§ PROBLEM
Search the entries for the word "codebase" and report each line that has it.

*-*-*

Issue #7456, opened 2024-07-30
`wavfile_sink` does not continue after lock/unlock


baskiton:
### What happened?

It's bug or feature? WAV file sinking stopped after lock()/unlock(). So any flowgraph reconfigure are not posible

### System Information

OS: Debian 12
GR Installation Method: Conda (conda-forge)

### GNU Radio Version

3.10 (maint-3.10)

### Specific Version

3.10.10.0

### Steps to Reproduce the Problem

```python
import pathlib
import time

import gnuradio as gr
import gnuradio.analog
import gnuradio.blocks
import gnuradio.gr


def foo(var, sr, fp):
    print(f'test {var!r}')
    tb = gr.gr.top_block('Test')
    src = gr.analog.noise_source_f(gr.analog.GR_GAUSSIAN, 1, 0)
    thr = gr.blocks.throttle(gr.gr.sizeof_float, sr)

    if var == 'file':
        sink = gr.blocks.file_sink(gr.gr.sizeof_float, str(fp))
    else:
        sink = gr.blocks.wavfile_sink(
            str(fp),
            1,
            sr,
            gr.blocks.FORMAT_WAV,
            gr.blocks.FORMAT_FLOAT,
            False
        )

    tb.connect(src, thr, sink)

    tb.start()

    time.sleep(3)
    tb.lock()
    st = fp.stat()
    print(f'mt={st.st_mtime:.3f} sz={st.st_size}')
    tb.unlock()

    time.sleep(3)
    tb.stop()
    tb.wait()
    st = fp.stat()
    print(f'mt={st.st_mtime:.3f} sz={st.st_size}')


if __name__ == '__main__':
    print('GNURadio', gr.gr.version())
    sr = 48000
    fp = pathlib.Path('/tmp/sink_test')
    for var in ('file', 'wav'):
        foo(var, sr, fp)

```

### Relevant log output

```shell
GNURadio 3.10.10.0
test 'file'
mt=1722331004.135 sz=557024
mt=1722331007.207 sz=1114048
test 'wav'
mt=1722331010.287 sz=557104
mt=1722331010.387 sz=557104
```

baskiton:
In small projects this will work, but in larger projects, where wav_sink can be hidden deep in hier-blocks, this will become a huge crutch, which, moreover, is extremely difficult to manage

willcode:
Marked as a bug - hope the workaround helps until someone take a look at the problem.

sladecek:
[...]

PR #7550, opened 2024-11-22
blocks: Fix useless sample size functions in wavfile_sink.

sladecek:
## Description
The current wavfile_sink block API has getter and
setter functions for the sample bit size. However, the setter function's
value is ignored because the sample size is fully determined 
by the file format and subformat. Additionally, the code is inconsistent, 
as the getter returns bytes instead of bits, and there is a risk 
of using uninitialized memory.

This update removes unnecessary operations and
resolves the inconsistency between bits and bytes.

## Related Issue
This is preparation before solving 
https://github.com/gnuradio/gnuradio/issues/7456 

wawfile_sink

## Testing Done
make test

## Checklist

### DIFF
--- a/gr-blocks/lib/wavfile_sink_impl.cc
+++ b/gr-blocks/lib/wavfile_sink_impl.cc
@@ -47,7 +47,7 @@ wavfile_sink_impl::wavfile_sink_impl(const char* filename,
       d_new_fp(nullptr),
       d_updated(false)
 {
-    int bits_per_sample;
+    int bits_per_sample{ 8 };
 
     if (n_channels > s_max_channels) {
         throw std::runtime_error("Number of channels greater than " +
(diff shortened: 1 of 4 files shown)


gr-blocks/lib/wavfile_sink_impl.cc
```diff
@@ -302,13 +301,8 @@ int wavfile_sink_impl::work(int noutput_items,
...
 {
-    gr::thread::scoped_lock guard(d_mutex);
-    set_bits_per_sample_unlocked(bits_per_sample);
-}
-
-void wavfile_sink_impl::set_bits_per_sample_unlocked(int bits_per_sample)
-{
-    d_bytes_per_sample_new = bits_per_sample / 8;
+    d_logger->warn(
+        "set_bits_per_sample() does nothing. Bit size is controlled by the subformat.");
```
mbr0wn, line 305:
```suggestion
        "set_bits_per_sample() does nothing. Sample size is controlled by the subformat.");
```

PR #1764, opened 2017-10-05
Use correct route for collection delete in show actions.

### LINKED ISSUE #1750: Delete button doesn't work in collection show page
### Descriptive summary

If you click the red delete button on collection show page you'll get an error message and the collection is not deleted.

Selecting delete from the actions drop down menu in the dashboard collection list does work and delete the collection.

This happens on Hyrax v2.0.0.beta4.

### Rationale

The delete button should work the same as deleting from the dashoard list.

### Expected behavior

No error message, collection should be deleted.

### Actual behavior

Rails Routing error page and error message "No route matches [DELETE] "/collections/0z708w40c". The collection is not deleted.

1. Create a new collection
2. Go to dashboard, then select Collections on the menu and in the list click the collection you just created
3. On the page that opens (http://localhost:3000/dashboard/collections/0z708w40c?locale=en), click the red delete button and confirm deletion in the popup that opens

ojlyytinen:
Fixes #1750

Use the correct route in collection show actions. The collection_path route doesn't exist for delete method and resulted in a routing error page. The route I changed it to is the same that's used in app/views/hyrax/my/_collection_action_menu.html.erb which works.

@samvera/hyrax-code-reviewers

### DIFF
--- a/app/views/hyrax/dashboard/collections/_show_actions.html.erb
+++ b/app/views/hyrax/dashboard/collections/_show_actions.html.erb
@@ -14,7 +14,7 @@
 
     <% if can? :destroy, presenter.solr_document %>
       <%= link_to t('hyrax.collection.actions.delete.label'),
-                  collection_path(presenter),
+                  hyrax.dashboard_collection_path(presenter),
                   title: t('hyrax.collection.actions.delete.desc'),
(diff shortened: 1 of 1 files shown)


mjgiarlo:
Thanks, @ojlyytinen!

PR #1770, opened 2017-10-05
set_read_groups is not in this codebase

jcoyne:
This test appears to be testing code that is not in this codebase.


mjgiarlo:
@jcoyne needs rebase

*-*-*

§ OUTPUT OF THE EXERCISE
set_read_groups is not in this codebase
This test appears to be testing code that is not in this codebase.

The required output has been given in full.